It can be tempting to launch into an exercise program at full speed, working up a sweat every day and anticipating a soon-to-be amazingly fit you. Not so fast. Tough daily workouts may have the exact opposite effect to what you envision. Improving your aerobic capacity and training muscles takes a toll, and your body needs time to recover between sessions at the gym or out on the track.
Start Where You Are
Your pretraining fitness level determines how hard and how often you can safely work to build muscle and stamina and trim a few inches. High-intensity exercise, like jumping rope or sprinting, quickly depletes the energy stores that fuel muscle contractions. Vigorous endurance exercise, like jogging, running or swimming laps, will have the same effect. Once you log some training time, your ability to recover speeds up. But, at first, aim for the weekly exercise schedule recommended by the American College of Sports Medicine and the Centers for Disease Control and Prevention: 30 minutes of moderate aerobic activity at least three to five days weekly and strength training two to three days a week. Alternate workouts to give different muscle groups a day off to recover.
Cardio Conditioning
Your goals, weight, fitness level and age are all factors to consider when setting up a program to ensure cardiovascular health.
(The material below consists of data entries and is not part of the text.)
PR #515, opened 2022-04-28
Midi Junk Status byte bugfix

beserge:
Previously, if we received a status byte when we were expecting data, we would throw it away and wait for the next message.
However, in this case we should go back to the beginning of the parser and actually handle that status byte.
I wrote a test that checks for this behavior. It's worth noting we did fail the test before the change!

### DIFF
--- a/src/hid/midi.h
+++ b/src/hid/midi.h
@@ -253,6 +253,7 @@ class MidiHandler
                 {
                     // invalid message go back to start ;p
                     pstate_ = ParserEmpty;
+                    Parse(byte);
                 }
                 break;
             case ParserHasData0:
@@ -269,6 +270,12 @@ class MidiHandler
 
                     // At this point the message is valid, and we can add this MidiEvent to the queue
                     event_q_.Write(incoming_message_);
+                }
+                else
+                {
+                    // invalid message go back to start ;p
+                    pstate_ = ParserEmpty;
+                    Parse(byte);
                 }
                 // Regardless, of whether the data was valid or not we go back to empty
                 // because either the message is queued for handling or its not.
--- a/src/hid/midi.h
+++ b/src/hid/midi.h
@@ -156,7 +156,7 @@ class MidiHandler
     void Parse(uint8_t byte)
     {
         // reset parser when status byte is received
-        if((byte & kStatusByteMask) && pstate_ != ParserSysEx) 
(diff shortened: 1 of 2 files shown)


tests/Midi_gtest.cpp
```diff
@@ -638,5 +638,40 @@ TEST_F(MidiTest, badData)
...
+{
+    uint8_t noteon            = 0x90;
+    uint8_t running_status[6] = {0x40, 100, 0x40, 0x01, 0x40, 100};
+    uint8_t status_bytes[3]   = {0x90, 0x91, 0xB3};
+
+    Parse(&noteon, 1);
+    for(int i = 0; i < 3; i++)
+    {
+        MidiEvent   event   = ParseAndPop(&running_status[i * 2], 2);
+        NoteOnEvent noEvent = event.AsNoteOn();
```
TheSlowGrowth, line 655: `noEvent` sounds very much like "no event". Would `noteOnEvent` or `onEvent` make it easier to read?

src/hid/midi.h
```diff
@@ -253,6 +253,7 @@ class MidiHandler
                 {
                     // invalid message go back to start ;p
                     pstate_ = ParserEmpty;
+                    Parse(byte);
```
TheSlowGrowth, line 256: This recursive approach has a risk of unwanted side effects:
If the second status byte in a row is received, we
1. reset the state and enter the `Parse()` function again
2. properly parse the status byte, because now we're in the right section of the `switch`
3. return from `Parse()` and get back here 
4. process the remaining parts of the initial call to `Parse()`

After step 3 we would already be done. Step 4 is only there because of the recursion and it could easily break the parser if someone adds additional code to the end of the `Parse()` function.

Instead, you could also add this to the beginning of the parser:
```cpp
void Parse(uint8_t byte)
{
    // reset parser when status byte is received
    if((byte & kStatusByteMask)) 
    {
        pstate_ = ParserEmpty;
    }
    switch(pstate_)
    {
        // ...
    }
}
```

TheSlowGrowth (changes requested):

src/hid/midi.h
beserge: Good catch! One interesting thing to note is you have to ignore the supposed "status byte" when you're receiving sysex, since it might just be part of the sysex data being sent.

Caught that with the unit test. They're the best!

stephenhensley (approved):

Three days a week of brisk walking for half an hour will help you to maintain a healthy heart. For most people, a day between walks is ample time for recovery. A serious weight-loss program, increasing aerobic capacity or improving sports performance means a greater commitment. The CDC recommends up to five hours a week of moderate intensity activity or two hours and 30 minutes of vigorous activity to boost your health benefits from cardio. But don't push past chronic soreness; schedule a rest day at least one or more times a week. And Jay Dawes, the education director of the National Strength and Conditioning Association, points out that someone coming off an injury or out of shape may need more than a day between sessions to recover and could aim for just two cardio days a week with several days off between them.
Resistance Training
When you stress a muscle to make it stronger, you break down existing muscle tissue, which then needs time to rebuild. That's basic muscle-building, and it requires recovery time – days off. The American College of Sports Medicine recommends two to three days of beginner or intermediate strength training per week, up to four to five days for advanced athletes. Here's why. Muscles will not produce at peak force until they have recovered from a strength-training session. After a workout, they receive less invigorating new blood flow, which they need to replace the glycogen you used for fuel. Muscles also need time to expel the metabolic waste products generated by exercise. So, muscles can be sore or even painful for a day or more as they build strong new tissue, eliminate waste products and replenish energy stores. Leave a day to recover after working each muscle group so you don’t overtrain.
Flexible and Fabulous
A fitness program should make you more flexible and improve your range of movement for better performance in sports and daily activities. Add stretching to your existing aerobic and resistance workouts to simplify your schedule. Warm up with five minutes of jogging or high-stepping and arm swings and then start a training session with some dynamic stretches in which you keep moving in exercises that flex your muscles. Save the static stretches, the ones you hold for 30 seconds or more, for the end of your workout. Dr. Michael Fredericson of Stanford Medical Center’s Sports Medicine Program says dynamic stretching before your workout lowers the risk for muscle strains. Static stretching after a workout improves blood flow to your muscles, helping them to recover faster. But excessively forceful stretching could leave you with sore muscles for a day or more. Vigorous stretching may require a full recovery day.
References
- IdeaFit: “How Many Times a Week Should a Client Exercise? Why?”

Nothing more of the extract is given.